[Dataset entries]

PR #3409, opened 2026-05-28
Fix a very slow test

tdilauro:
## Description

Patches `palace.manager.integration.patron_auth.oidc.util.HTTP.get_with_timeout` in  `tests/manager/api/test_authenticator.py::TestLibraryAuthenticator::test_register_oidc_provider` to return a minimal discovery document rather than making a real HTTP call.

## Motivation and Context

Improves specific and overall test performance by avoiding the wait for the fetch to timeout, which took a couple of minutes.

## How Has This Been Tested?

- All tests continue to pass locally.
- CI tests pass.

## Checklist

### DIFF
--- a/tests/manager/api/test_authenticator.py
+++ b/tests/manager/api/test_authenticator.py
@@ -1333,8 +1333,26 @@ class TestLibraryAuthenticator:
         providers = list(authenticator.providers)
         assert oidc_provider in providers
 
+        # Stub the discovery HTTP call so no real network request is made.
+        # Omitting end_session_endpoint/revocation_endpoint keeps supports_logout()
+        # False, so only the authenticate link appears.
+        mock_discovery = {
+            "issuer": "https://idp.example.com",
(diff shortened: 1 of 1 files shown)


tests/manager/api/test_authenticator.py
```diff
@@ -1333,8 +1333,26 @@ def test_register_oidc_provider(
...
+        mock_http_response.json.return_value = mock_discovery
+
         # Verify provider appears in authentication document
-        with app.test_request_context("/"):
+        with (
+            patch(
+                "palace.manager.integration.patron_auth.oidc.util.HTTP.get_with_timeout",
+                return_value=mock_http_response,
+            ),
+            app.test_request_context("/"),
```
jonathangreen, line 1354: Minor: You could use `MockHttpClientFixture` to do this mocking, but this totally works, and it might be easier here where you don't want the http client mocked for the whole test.

jonathangreen (approved):
Looks good! ⏱️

▶ YOUR GOAL:
Reproduce exactly, please, only the lines from the start of the data above to the line that contains "## Motivation and Context", with both ends kept.

▶ TASK RESULT:
PR #3409, opened 2026-05-28
Fix a very slow test

tdilauro:
## Description

Patches `palace.manager.integration.patron_auth.oidc.util.HTTP.get_with_timeout` in  `tests/manager/api/test_authenticator.py::TestLibraryAuthenticator::test_register_oidc_provider` to return a minimal discovery document rather than making a real HTTP call.

## Motivation and Context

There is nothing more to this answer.